What do the captains of creative industry think of this? Brian Message of the Music Managers Forum told us that music managers are forced to seek foreign investment to fund their bands’ activities. Music is regarded as too risky a business for British banks. Vincent Scheurer of Sarassin LLP told us that the UK’s (highly respected) video game designers are being lured to Canada by a particularly attractive tax regime. It would seem that many of the world’s economies see the creative industries as a viable option for growth, too.
The current approach to the creative industries does not work as well as it could. We must examine how to sustain growth in the creative industries, something Mr Lewis is starting to do. For a start we should adopt a much less vague approach.
As catchy as the term ‘creative industries’ is, it does not allow for sufficient distinction to be made between creative sectors. This prevents proper targeting of policy. Labour must consider the potential of each sector and direct investment accordingly.
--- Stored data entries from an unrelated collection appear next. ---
PR #11, opened 2016-07-26
Fix vagrant allinone setup

rtnpro:


Vagrantfile
```diff
@@ -66,6 +58,9 @@ Vagrant.configure(VAGRANTFILE_API_VERSION) do |config|
       inventory_path = "provisions/hosts.vagrant"
   end
 
+  # Ensure Jenkins SSH keys exist
+  system('if [ ! -f /tmp/cccp-jenkins.key ]; then ssh-keygen -t rsa -N "" -f /tmp/cccp-jenkins.key; fi')
+
   config.vm.define "master" do |master|
     master.vm.hostname = "cccp"
     master.vm.network :private_network, ip: "192.168.100.100"
```
navidshaikh: IMO, IP address should be defined in a constant and reused.  I have seen cases whereI create multiple VMs and the IP address conflicts.

Defined in a variable like `VM_IP = "192.168.100.200` atop Vagrantfile, the variable can be re-used at all places like "#{VM_IP}".

"PUBLIC_ADDRESS" variable name is used for such use cases in ADB vagrantfiles.

navidshaikh: Although, the review is not on the code change part of PR, if can improve it as well.

dharmit:
@rtnpro Seeing error with this PR when I do `ansible-playbook -i hosts -s vagrant.yml -vvvv`. [Pastebin](http://pastebin.centos.org/50831/).

kbsingh:
I've run through a ALLINONE setup, and was left with a working single box installation.
LGTM; Merging

PR #20, opened 2016-08-10
Added logs and try catch for job handling

bamachrn:
* All the logs for worker is written to stdout, which would be available from journalctl
* Try catch blocks are added so that job only gets deleted when task is complete.


kbsingh:
LGTM

PR #21, opened 2016-08-12
Schedule scan fix

dharmit:
@bamachrn ping


kbsingh:
lgtm,

we still need to get some work done around getting the schedular up.

PR #23, opened 2016-08-12
Changes for getting worker files running as service

bamachrn:
*Added functions to build and delivery worker for log and command
* Added kube config to run all the commands independently in build and delivery worker
* Changed client/build.sh and added kubeconfig to login to openshift
* Changed provisioning scripts to get node.kubeconfig to client and workers


kbsingh:
lgtm

Issue #16, opened 2016-08-05
Add ability for user to specify custom tag, other than latest for their container builds.


mohammedzee1000:
We should work on getting the pipeline service to be able to tag images, other than latest. Preferably, we allow the user to specify their image tag in the cccp.yml which should allow them to control it from their repository.

PR #30, opened 2016-08-18
Added desired-tag to index.yml

bamachrn:
* Now we are taking one more parameter as desired-tag in index.yml
* This is the final tag of the image pushed to public registry
* If no desired-tag is provided it will default to latest


kbsingh:
@mohammedzee1000 we will need to edit the readme to include this as well, can you propose a PR for that addition in the docs side ?

mohammedzee1000:
@kbsingh will do

bamachrn:
Fixes https://github.com/CentOS/container-pipeline-service/issues/16

PR #31, opened 2016-08-19
Added script to transform index.d to index.yml and vice versa.

mohammedzee1000:
This in in lieu with the decision to move from single index.yml to index.d directory with multiple ymls which will be combined into index.yml on the fly by the pipeline so no major changes will be required from the code perspective.


kbsingh:
Do you want to include this changeset in the PR that uses this in the code base ?

mohammedzee1000:
Changes done to the index reader script. Now instead of passing index.yml path, you pass the path of the index.d directory, the 2 extra lines i have added will generate index.yml in pwd and the rest of the process will continue as usual

 Working on testing this in all in one

PR #130, opened 2016-12-22
Add atomic scanner for pip, npm and gem package managers

dharmit:


dharmit:
#dotests

dharmit:
In this PR, I've added a new `beanstalk_worker/scanner.py` which defines a class `Scanner`. It acts as a base class and can be used by the classes for individual scanners inside `beanstalk_worker/worker_start_scan.py`. An example of this is the `MiscPackageUpdates` class which uses the methods of base class to perform atomic scan.

@navidshaikh We can modify `ScannerRPMVerify` class to use the same as base class and remove duplicate code.

@bamachrn @mohammedzee1000 @navidshaikh need PR review.

beanstalk_worker/scanner.py
```diff
@@ -0,0 +1,95 @@
+#!/usr/bin/env python
```
bamachrn: this file is the central scanner right?

atomic_scanners/misc-package-updates/README.md
```diff
@@ -0,0 +1,30 @@
+Atomic scanner: misc-package-updates
+--------------------------------
+
+This is a container image scanner based on `atomic scan`. The goal of the
+scanner is to scan CentOS based Docker images in the CentOS Community Container
```
navidshaikh: *CentOS based container images

atomic_scanners/misc-package-updates/README.md
```diff
@@ -0,0 +1,30 @@
...
+Pipeline and generate relevant results.
+
+Steps to use:
+
+- Pull Docker image from **registry.centos.org**:
```
navidshaikh: *Pull container image from **registry.centos.org**

atomic_scanners/misc-package-updates/scanner.py
```diff
@@ -0,0 +1,164 @@
...
+
+
+def remove_last_blank_character(response):
+    # last value of response generated above could be ''
+    if response[-1] == '':
+        response = response[:-1]
+    return response
+
+
+def list_of_outdated_packages(response):
```
navidshaikh: docstrings

atomic_scanners/misc-package-updates/scanner.py
```diff
@@ -0,0 +1,164 @@
...
+            "Could not find {} executable in the image".format(cli_arg)
+    else:
+        json_out["Scan Results"]["{} package updates".format(cli_arg)] = \
+            format_response(cli_arg, response)
+        json_out["Finished Time"] = \
+            datetime.now().strftime('%Y-%m-%d-%H-%M-%S-%f')
+
+    # remove the container
+    client.remove_container(container=container.get("Id"), force=True)
+except Exception as e:
```
navidshaikh: log the exception /error message and we should put another error message about failure.

provisions/roles/scanner/tasks/main.yml
```diff
@@ -27,6 +27,10 @@
     regexp="^#*\s*ADD_REGISTRY=.*"
     replace='ADD_REGISTRY="--add-registry {{ public_registry }} --insecure-registry {{ public_registry }}:5000"'
 
+- name: Set SELinux to permissive
+  selinux:
+      state: permissive
+
```
navidshaikh: why is this needed?

atomic_scanners/misc-package-updates/misc-package-updates
```diff
@@ -0,0 +1,20 @@
+type: scanner
+scanner_name: misc-package-updates
+image_name: registry.centos.org/pipeline-images/misc-package-updates
```
dharmit: @bamachrn yes, it'll be built with latest tag.

beanstalk_worker/scanner.py
dharmit: @bamachrn yep, it's the base class that would be inherited by other scanners.

provisions/roles/scanner/tasks/main.yml
dharmit: @navidshaikh because we're mounting Docker socket `/var/run/docker.sock` inside the container that's going to scan the image. Using which a new container is spunn off to check for respective package manager updates.

atomic_scanners/misc-package-updates/scanner.py
dharmit: Updated. Not sure why GitHub doesn't say "Show outdated".

atomic_scanners/misc-package-updates/scanner.py
dharmit: Updated. Not sure why GitHub doesn't say "Show outdated".

atomic_scanners/misc-package-updates/scanner.py
```diff
@@ -0,0 +1,208 @@
...
+            cmd="gem outdated"
+        )
+
+        response = client.exec_start(exe)
+
+    # Check for npm updates
+    elif cli_arg == "npm":
+        exe = client.exec_create(
+            container=container.get("Id"),
+            cmd="npm outdated"
```
msrb: I am not sure if this command can do the trick. There can be modules installed globally (`npm list -g`) and also in `npm_modules` directories located basically anywhere on the filesystem.

dharmit: @msrb agreed. This one takes care of globally installed `npm` modules. However, I doubt we can go through all the directories on the filesystem.

Also, what you mention about `npm` holds true for `pip` as well. If a dev prefers to use `virtualenv` inside the container, we are going to face similar issue.

It boils down to whether a dev wants to use `npm`/`pip` inside container in such a way that they can have multiple environments or a global environment. Our scanner should handle the latter scenario. Not sure if we can handle the former effectively.

msrb: @dharmit I am no NPM expert, so don't quote me on this :) I *think* if you want to check globally installed modules, you need to add `-g`, i.e.: `npm outdated -g`. Otherwise you're checking modules installed in `./npm_modules/` directory.

dharmit: @msrb gotcha. I'm not an `npm` expert either. @bamachrn any thoughts?

dharmit: @msrb I hate to admit it but I hadn't looked at the `npm_modules` dir that gets created whenever you do a `npm install <package>@<version>`. The `-g` tip is more than helpful. It's savior because that's what I actually wanted to accomplish. Having worked with `pip`, I didn't realize `npm` would create a dir at whatever location you execute `npm install` if it doesn't have a `-g` switch.

Thank you!

navidshaikh:
#dotests

dharmit:
#dotests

Will the performing arts industry provide more jobs than the games industry? Could the publishing industry produce more exports than film and television? It may seem crude to think along such basic lines but this must be done to prevent generalised policies that would hamper the industry further. The problems raised by Mr Message and Mr Scheurer cannot be successfully addressed by anything short of carefully targeted state intervention.
A failure to address generalisation could prevent the creative industries from enabling social mobility. Clustered policy has led to intense geographic clustering. The Conservatives’ East London Tech City is the result of this approach. While the profile given to the initiative is highly worthy of applause, it encourages the view that the creative industries are one single industry and should be based in one part of the country.
This has an immediate effect on social mobility. A generation of creative students who are unable to relocate risk missing out on apprenticeships, internships and, ultimately, the jobs they want. Can our creative industries go if creatives cannot participate? A more sensible approach to the creative industries would involve incentivising creative networks to form across the UK’s major cities, thereby opening access to all. Viewing the creative industries as a single entity will prevent this.
I am confident Mr Lewis recognises these concerns. If the creative industries are to develop into exceptional economic performers and catalysts of social mobility then each sector must be carefully examined, its strengths and weaknesses assessed and policy set accordingly.